What is being asked ::
The full set of lines below has to be written out again exactly.

Records for processing ::
■ ■ ■ ■

PR #758, opened 2024-04-24
Solution

siaserb:


db/models.py
```diff
@@ -14,3 +14,36 @@ class Actor(models.Model):
...
+        return self.rows * self.seats_in_row
+
+    def __str__(self) -> str:
+        return self.name
+
+
+class MovieSession(models.Model):
+    show_time = models.DateTimeField()
+    cinema_hall = models.ForeignKey(CinemaHall, on_delete=models.CASCADE)
+    movie = models.ForeignKey(Movie, on_delete=models.CASCADE)
```
YuriiKindrat, line 45: what about related name here ?

services/movie_session.py
```diff
@@ -0,0 +1,53 @@
...
+
+def create_movie_session(
+        movie_show_time: datetime,
+        movie_id: int,
+        cinema_hall_id: int
+) -> MovieSession:
+    return MovieSession.objects.create(
+        show_time=movie_show_time,
+        movie_id=movie_id,
+        cinema_hall_id=cinema_hall_id)
```
YuriiKindrat, line 16: bad formatting here

services/movie_session.py
```diff
@@ -0,0 +1,53 @@
...
+
+def get_movies_sessions(session_date: str = None) -> QuerySet | MovieSession:
+    if session_date:
+        year, month, day = session_date.split("-")
+        return MovieSession.objects.filter(
+            show_time__year=year,
+            show_time__month=month,
+            show_time__day=day
+        )
+    return MovieSession.objects.all()
```
YuriiKindrat, line 27: try to simplify this using `show_time__date` here

YuriiKindrat (changes requested):

services/movie.py
```diff
@@ -0,0 +1,40 @@
+from django.db.models import QuerySet
+
+from db.models import Movie
+
+
+def get_movies(
+        genres_ids: list[int] = None,
```
Oleksl888, line 7: Use Optional type hint in cases like these. Check everywhere

services/movie.py
```diff
@@ -0,0 +1,40 @@
...
+        actors_ids: list[int] = None
+) -> QuerySet | Movie:
```
Oleksl888, line 9: does `Movie.objects.all()` also return `Movie` type?

services/movie.py
```diff
@@ -0,0 +1,40 @@
...
+    if genres_ids:
+        movies = movies.filter(genres__id__in=genres_ids)
+    if actors_ids:
+        movies = movies.filter(actors__id__in=actors_ids)
+
+    return movies
+
+
+def get_movie_by_id(movie_id: int) -> Movie:
+    return Movie.objects.get(id=movie_id)
```
Oleksl888, line 22: it is a convention to use `pk` when working with ORM

services/movie_session.py
```diff
@@ -0,0 +1,50 @@
...
+
+from db.models import MovieSession
+
+
+def create_movie_session(
+        movie_show_time: datetime,
+        movie_id: int,
+        cinema_hall_id: int
+) -> MovieSession:
+    return MovieSession.objects.create(
```
Oleksl888, line 13: There is no requirement to return a newly created instance

services/movie_session.py
```diff
@@ -0,0 +1,50 @@
...
+        show_time=movie_show_time,
+        movie_id=movie_id,
+        cinema_hall_id=cinema_hall_id
+    )
+
+
+def get_movies_sessions(session_date: str = None) -> QuerySet | MovieSession:
```
Oleksl888, line 20: check typing here

services/movie_session.py
```diff
@@ -0,0 +1,50 @@
...
+    return MovieSession.objects.get(id=movie_session_id)
+
+
+def update_movie_session(
+        session_id: int,
+        show_time: datetime = None,
+        movie_id: int = None,
+        cinema_hall_id: int = None
+) -> None:
+    updated_session = MovieSession.objects.get(id=session_id)
```
Oleksl888, line 37: Can you rewrite this so we don't have to get movie session and call save on it in case if we don't have any values to update?

services/movie_session.py
```diff
@@ -0,0 +1,50 @@
...
+        show_time=movie_show_time,
+        movie_id=movie_id,
+        cinema_hall_id=cinema_hall_id
+    )
+
+
+def get_movies_sessions(session_date: str = None) -> QuerySet | MovieSession:
+    if session_date:
+        session_date = datetime.strptime(session_date, "%Y-%m-%d")
+        return MovieSession.objects.filter(show_time__date=session_date)
```
Oleksl888, line 23: Not a mistake but you can also pass session_date as is to filter and ORM will figure it out

Oleksl888 (changes requested):

YuriiKindrat (approved):
GJ

PR #760, opened 2024-04-25
'Solution'

PozniakVA:


db/migrations/0001_initial.py
```diff
@@ -1,44 +1,58 @@
-# Generated by Django 4.0.2 on 2022-08-19 07:39
```
pavlopro, line 1: Do not change the existing migration file
Add new one instead

db/models.py
```diff
@@ -14,3 +14,35 @@ class Actor(models.Model):
 
     def __str__(self) -> str:
         return f"{self.first_name} {self.last_name}"
+
+
+class Movie(models.Model):
+    title = models.CharField(max_length=255)
+    description = models.TextField(null=True, blank=True)
+    actors = models.ManyToManyField(Actor, blank=True)
```
pavlopro, line 22: Add related_name attribute for relational fields

pavlopro (changes requested):

Polyakiv-Andrey (approved):
Good job!

PR #764, opened 2024-04-28
Solution

Ruxxell54:


db/models.py
```diff
@@ -14,3 +15,35 @@ class Actor(models.Model):
...
+
+    @property
+    def capacity(self) -> int:
+        return self.rows * self.seats_in_row
+
+
+class MovieSession(models.Model):
+    show_time = models.DateTimeField()
+    cinema_hall = models.ForeignKey(CinemaHall, on_delete=models.CASCADE)
+    movie = models.ForeignKey(Movie, on_delete=models.CASCADE)
```
YuriiKindrat, line 46: what about related names here ?

services/movie.py
```diff
@@ -0,0 +1,41 @@
...
+from db.models import Movie
+
+
+def get_movies(genres_ids: list[int] = None,
+               actors_ids: list[int] = None) -> QuerySet:
+    queryset = Movie.objects.all()
+
+    if genres_ids is not None and actors_ids is not None:
+        queryset = queryset.filter(genres__id__in=genres_ids,
+                                   actors__id__in=actors_ids)
```
YuriiKindrat, line 12: why do u need this ?

services/movie.py
```diff
@@ -0,0 +1,41 @@
...
+    elif genres_ids is not None:
+        queryset = queryset.filter(genres__id__in=genres_ids)
+    elif actors_ids is not None:
+        queryset = queryset.filter(actors__id__in=actors_ids)
```
YuriiKindrat, line 16: will it work correctly if we will pass the blank list ?

services/movie.py
```diff
@@ -0,0 +1,41 @@
...
+) -> Movie:
+
+    movie = Movie.objects.create(title=movie_title,
+                                 description=movie_description)
+
+    if genres_ids is not None:
+        movie.genres.add(*genres_ids)
+
+    if actors_ids is not None:
+        movie.actors.add(*actors_ids)
```
YuriiKindrat, line 39: same is here

services/movie_session.py
```diff
@@ -0,0 +1,53 @@
+import datetime
+
+from django.db.models.query import QuerySet
+
+from db.models import MovieSession
+
+
+def create_movie_session(
+        movie_show_time: datetime, *,
```
YuriiKindrat, line 9: why do u need * here ?

YuriiKindrat (changes requested):

PR #1624, opened 2026-07-27
(2/3) DEMOS-2386: Persist dates in first half of Application Workflow

tresdonicf:
## Summary

Utilize the new `useSessionStorage` to ensure dates are persisted when a user navigates away from a step. 

## Changes

- Plain `useState` calls have been replaced with `useSessionStorage` as a drop-in replacement
- Removed an unused parameter from `getConceptPhaseComponentFromApplication`

## Validation

- Tested manually (screenshots attached) and existing unit tests pass

## Screen Recordings

https://github.com/user-attachments/assets/13942017-a541-4b90-b0c5-248662a878da

## Next Steps

The last PR for this work will be to implement this for the second half. Those phases use a different strategy of having the dates together in a form field so I'm strategizing about how to make the change there as simple as possible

■ ■ ■ ■

Task output ::
PR #758, opened 2024-04-24
Solution

siaserb:


db/models.py
```diff
@@ -14,3 +14,36 @@ class Actor(models.Model):
...
+        return self.rows * self.seats_in_row
+
+    def __str__(self) -> str:
+        return self.name
+
+
+class MovieSession(models.Model):
+    show_time = models.DateTimeField()
+    cinema_hall = models.ForeignKey(CinemaHall, on_delete=models.CASCADE)
+    movie = models.ForeignKey(Movie, on_delete=models.CASCADE)
```
YuriiKindrat, line 45: what about related name here ?

services/movie_session.py
```diff
@@ -0,0 +1,53 @@
...
+
+def create_movie_session(
+        movie_show_time: datetime,
+        movie_id: int,
+        cinema_hall_id: int
+) -> MovieSession:
+    return MovieSession.objects.create(
+        show_time=movie_show_time,
+        movie_id=movie_id,
+        cinema_hall_id=cinema_hall_id)
```
YuriiKindrat, line 16: bad formatting here

services/movie_session.py
```diff
@@ -0,0 +1,53 @@
...
+
+def get_movies_sessions(session_date: str = None) -> QuerySet | MovieSession:
+    if session_date:
+        year, month, day = session_date.split("-")
+        return MovieSession.objects.filter(
+            show_time__year=year,
+            show_time__month=month,
+            show_time__day=day
+        )
+    return MovieSession.objects.all()
```
YuriiKindrat, line 27: try to simplify this using `show_time__date` here

YuriiKindrat (changes requested):

services/movie.py
```diff
@@ -0,0 +1,40 @@
+from django.db.models import QuerySet
+
+from db.models import Movie
+
+
+def get_movies(
+        genres_ids: list[int] = None,
```
Oleksl888, line 7: Use Optional type hint in cases like these. Check everywhere

services/movie.py
```diff
@@ -0,0 +1,40 @@
...
+        actors_ids: list[int] = None
+) -> QuerySet | Movie:
```
Oleksl888, line 9: does `Movie.objects.all()` also return `Movie` type?

services/movie.py
```diff
@@ -0,0 +1,40 @@
...
+    if genres_ids:
+        movies = movies.filter(genres__id__in=genres_ids)
+    if actors_ids:
+        movies = movies.filter(actors__id__in=actors_ids)
+
+    return movies
+
+
+def get_movie_by_id(movie_id: int) -> Movie:
+    return Movie.objects.get(id=movie_id)
```
Oleksl888, line 22: it is a convention to use `pk` when working with ORM

services/movie_session.py
```diff
@@ -0,0 +1,50 @@
...
+
+from db.models import MovieSession
+
+
+def create_movie_session(
+        movie_show_time: datetime,
+        movie_id: int,
+        cinema_hall_id: int
+) -> MovieSession:
+    return MovieSession.objects.create(
```
Oleksl888, line 13: There is no requirement to return a newly created instance

services/movie_session.py
```diff
@@ -0,0 +1,50 @@
...
+        show_time=movie_show_time,
+        movie_id=movie_id,
+        cinema_hall_id=cinema_hall_id
+    )
+
+
+def get_movies_sessions(session_date: str = None) -> QuerySet | MovieSession:
```
Oleksl888, line 20: check typing here

services/movie_session.py
```diff
@@ -0,0 +1,50 @@
...
+    return MovieSession.objects.get(id=movie_session_id)
+
+
+def update_movie_session(
+        session_id: int,
+        show_time: datetime = None,
+        movie_id: int = None,
+        cinema_hall_id: int = None
+) -> None:
+    updated_session = MovieSession.objects.get(id=session_id)
```
Oleksl888, line 37: Can you rewrite this so we don't have to get movie session and call save on it in case if we don't have any values to update?

services/movie_session.py
```diff
@@ -0,0 +1,50 @@
...
+        show_time=movie_show_time,
+        movie_id=movie_id,
+        cinema_hall_id=cinema_hall_id
+    )
+
+
+def get_movies_sessions(session_date: str = None) -> QuerySet | MovieSession:
+    if session_date:
+        session_date = datetime.strptime(session_date, "%Y-%m-%d")
+        return MovieSession.objects.filter(show_time__date=session_date)
```
Oleksl888, line 23: Not a mistake but you can also pass session_date as is to filter and ORM will figure it out

Oleksl888 (changes requested):

YuriiKindrat (approved):
GJ

PR #760, opened 2024-04-25
'Solution'

PozniakVA:


db/migrations/0001_initial.py
```diff
@@ -1,44 +1,58 @@
-# Generated by Django 4.0.2 on 2022-08-19 07:39
```
pavlopro, line 1: Do not change the existing migration file
Add new one instead

db/models.py
```diff
@@ -14,3 +14,35 @@ class Actor(models.Model):
 
     def __str__(self) -> str:
         return f"{self.first_name} {self.last_name}"
+
+
+class Movie(models.Model):
+    title = models.CharField(max_length=255)
+    description = models.TextField(null=True, blank=True)
+    actors = models.ManyToManyField(Actor, blank=True)
```
pavlopro, line 22: Add related_name attribute for relational fields

pavlopro (changes requested):

Polyakiv-Andrey (approved):
Good job!

PR #764, opened 2024-04-28
Solution

Ruxxell54:


db/models.py
```diff
@@ -14,3 +15,35 @@ class Actor(models.Model):
...
+
+    @property
+    def capacity(self) -> int:
+        return self.rows * self.seats_in_row
+
+
+class MovieSession(models.Model):
+    show_time = models.DateTimeField()
+    cinema_hall = models.ForeignKey(CinemaHall, on_delete=models.CASCADE)
+    movie = models.ForeignKey(Movie, on_delete=models.CASCADE)
```
YuriiKindrat, line 46: what about related names here ?

services/movie.py
```diff
@@ -0,0 +1,41 @@
...
+from db.models import Movie
+
+
+def get_movies(genres_ids: list[int] = None,
+               actors_ids: list[int] = None) -> QuerySet:
+    queryset = Movie.objects.all()
+
+    if genres_ids is not None and actors_ids is not None:
+        queryset = queryset.filter(genres__id__in=genres_ids,
+                                   actors__id__in=actors_ids)
```
YuriiKindrat, line 12: why do u need this ?

services/movie.py
```diff
@@ -0,0 +1,41 @@
...
+    elif genres_ids is not None:
+        queryset = queryset.filter(genres__id__in=genres_ids)
+    elif actors_ids is not None:
+        queryset = queryset.filter(actors__id__in=actors_ids)
```
YuriiKindrat, line 16: will it work correctly if we will pass the blank list ?

services/movie.py
```diff
@@ -0,0 +1,41 @@
...
+) -> Movie:
+
+    movie = Movie.objects.create(title=movie_title,
+                                 description=movie_description)
+
+    if genres_ids is not None:
+        movie.genres.add(*genres_ids)
+
+    if actors_ids is not None:
+        movie.actors.add(*actors_ids)
```
YuriiKindrat, line 39: same is here

services/movie_session.py
```diff
@@ -0,0 +1,53 @@
+import datetime
+
+from django.db.models.query import QuerySet
+
+from db.models import MovieSession
+
+
+def create_movie_session(
+        movie_show_time: datetime, *,
```
YuriiKindrat, line 9: why do u need * here ?

YuriiKindrat (changes requested):

PR #1624, opened 2026-07-27
(2/3) DEMOS-2386: Persist dates in first half of Application Workflow

tresdonicf:
## Summary

Utilize the new `useSessionStorage` to ensure dates are persisted when a user navigates away from a step. 

## Changes

- Plain `useState` calls have been replaced with `useSessionStorage` as a drop-in replacement
- Removed an unused parameter from `getConceptPhaseComponentFromApplication`

## Validation

- Tested manually (screenshots attached) and existing unit tests pass

## Screen Recordings

https://github.com/user-attachments/assets/13942017-a541-4b90-b0c5-248662a878da

## Next Steps

The last PR for this work will be to implement this for the second half. Those phases use a different strategy of having the dates together in a form field so I'm strategizing about how to make the change there as simple as possible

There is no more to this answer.